Another question: why doesn't upgrade_flash.cgi
turn the wan off before starting the upload?
Next experiment: turn off wan in the wrapper before calling the actual upgrade code.
Alternative experiment: run as normal but with -ff on strace to see what is run in what sequence.
Things learned from -ff:
/usr/bin/rc upnp stop
/usr/bin/killall -9 wps_monitor
/usr/bin/killall -9 wps_det
/usr/bin/rc ripd stop
/usr/bin/rc vpn stop
/usr/bin/rc ftpd stop
/usr/bin/rc smb stop
/usr/bin/rc mediaserver stop
/usr/bin/killall -9 ntfs-3g
/usr/bin/rc igmp stop
/usr/bin/rc ntp stop
/usr/bin/rc lltd stop
/usr/bin/killall -9 traffic_meter
/usr/bin/killall -9 wget
/usr/bin/killall -9 rc_check_fw
/usr/bin/killall -9 lan_monitor
/usr/bin/rmmod psd_and_special_udp_dos
/bin/sleep 10
/usr/bin/rc
seems to launch by writting a command (in the form aRgU\0\0\0'\0\0\0\2\0\0\0\27/usr/sbin/rc_app actual_command
to /var/cmd_a
(via a locking mechanism on /var/rcd
?)Presumably the sleep is to allow all the preceding actions to have taken place before before it starts the upload.
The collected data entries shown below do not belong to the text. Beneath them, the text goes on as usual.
PR #3501, opened 2026-07-02
docs(approval): nodeEntryEpoch design-lock — durable T2-4 threshold round-scoping

zensgit:
The structural close you called for: after the **3rd** patch to the same threshold round-scoping heuristic (#3446 name-X · #3453 same-version cascade · #3499 through-X) + an open condition/cc 4th-vector verify-item, this promotes the register's **Option-B `nodeEntryEpoch`** to a design-lock.

## Why
Reconstructing "which round am I in" by pattern-matching `nextNodeKey`/`targetNodeKey`/`toNodeKey` across append-only records is inherently whack-a-mole. Record the round at the source instead.

## Mechanism
Mint a per-node-entry **epoch** at each activation (`approval_instances.node_activation_seq`, stamped on the activation's assignment rows as `entry_epoch`, copied onto approve records as `metadata.nodeEntryEpoch`); tally only approves whose epoch equals the node's **current** epoch (read off its active assignments). The epoch keys off **activation, not transition metadata**, so it's complete for every entry vector — direct return/jump, forward re-entry, timeout-jump, **and condition/cc-in-the-middle** — **by construction**.

## Migration (the hard part) — dual-read fallback, zero backfill
Additive columns; a threshold instance pending mid-round at deploy (legacy NULL-epoch rows) keeps the current cutoff behavior until its node next re-activates, then transparently switches to the epoch path. No record mis-counted, no round reconstruction.

## In the doc
Stamp sites · exact tally query · full edge matrix (activation/add-sign/reduce-sign/cascade/return/jump/timeout-jump/condition-cc → same/new epoch) · open owner decisions · fail-first verification plan (adds the condition/cc vector + a mid-round-deploy migration test).

**PROPOSED — no runtime until ratified.** The cutoff fixes (#3446/#3453/#3499) remain the in-place guard meanwhile. On ratification → implement in Lane B (`ApprovalProductService.ts` + a migration), fail-first + real-DB.

### DIFF
--- a/docs/development/node-entry-epoch-threshold-round-scoping-design-lock-20260703.md
+++ b/docs/development/node-entry-epoch-threshold-round-scoping-design-lock-20260703.md
@@ -1,0 +1,151 @@
+# nodeEntryEpoch — durable T2-4 threshold round-scoping · DESIGN-LOCK (PROPOSED) · 2026-07-03
+
+> **Status: PROPOSED design-lock — awaiting owner ratification.** Owner-directed 2026-07-03: after the 3rd
+> cutoff-heuristic patch (#3446 name-X · #3453 same-version cascade · #3499 through-X) plus an open condition/cc
+> 4th-vector verify-item, promote the register's **Option B (`nodeEntryEpoch`)** to the next design-lock — the
+> structural fix that retires this bug family. **No runtime is written until this is voted GO.**
+
+## 1. Problem — the cutoff heuristic is inherently incomplete
+
+The threshold (门槛会签) quorum tally counts DISTINCT approver ids among append-only approve records at node X.
+Because X can be re-entered (return/jump to X, or return to an ancestor then forward into X), prior-round
+approves get re-counted → a single fresh vote re-satisfies an N-of-M. Every fix so far reconstructs "which
+round am I in" by pattern-matching `nextNodeKey`/`targetNodeKey`/`toNodeKey` across records (the `cutoff`):
+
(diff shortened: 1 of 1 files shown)


zensgit:
Rev 2 pushed — both REQUEST-CHANGES points addressed:

**P1 (insertAssignments shared / activation-vs-mutation):** §4 now splits the two semantics explicitly. **(A) Activation insert** (initial / forward advance / return / jump / timeout-jump) mints a new epoch (bump `node_activation_seq`). **(B) Same-round mutation** — add-sign, reduce-sign, **manual transfer, timeout transfer, admin reassign/handover** — preserves the current node epoch and **never bumps**, with an explicit *caller-passes-epoch* implementation contract (so a shared "insert → bump" rule can't split a round or leave a transferred-in approve at NULL epoch). §7 edge matrix + §9 add the three mid-round-mutation cases (new assignee's approval counts under the same `nodeEntryEpoch`; `node_activation_seq` unchanged).

**P2 (active + fail-closed on mixed epoch):** §5 resolves the current epoch from `is_active = TRUE` assignments via `SELECT DISTINCT entry_epoch`; all-NULL → cutoff fallback; exactly-one-non-NULL → tally; **mixed or multiple distinct epochs → fail closed + structural-error log**, not `MAX()`-collapse. §9 adds the mixed-epoch fail-closed test.

Core mechanism / dual-read migration / condition-cc-by-construction unchanged. Ready for re-review.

Inserting a wan stop and 10 second sleep before then running their code (without strace) results in a full upload but the new fw isn't installed - it never gets to the flashing light sequence. The upload completes (percentage counts all the way up) but the final upload complete acknowledgement isn't received by the web page.
Another way of looking at: At what point in the firmware changes did this stop working? A series up tests with PPPoE LAN connected:
So, some change between B2 and B3 seems to have caused an issue. See https://github.com/ntadmin/DGND3700v2/compare/NEWT16B2...NEWT16B3 for comparison
Turning off the adblocking doesn't resolve the issue.
When a firmware update is atempted via the web interface when the PPPoE link is active, the following sequence is observed:
It doesn't go into the "flashing power light" mode that you would expect to see after upload is completed. This has been raised on the Netgear forums and with their support people (see here), but so far no response from them.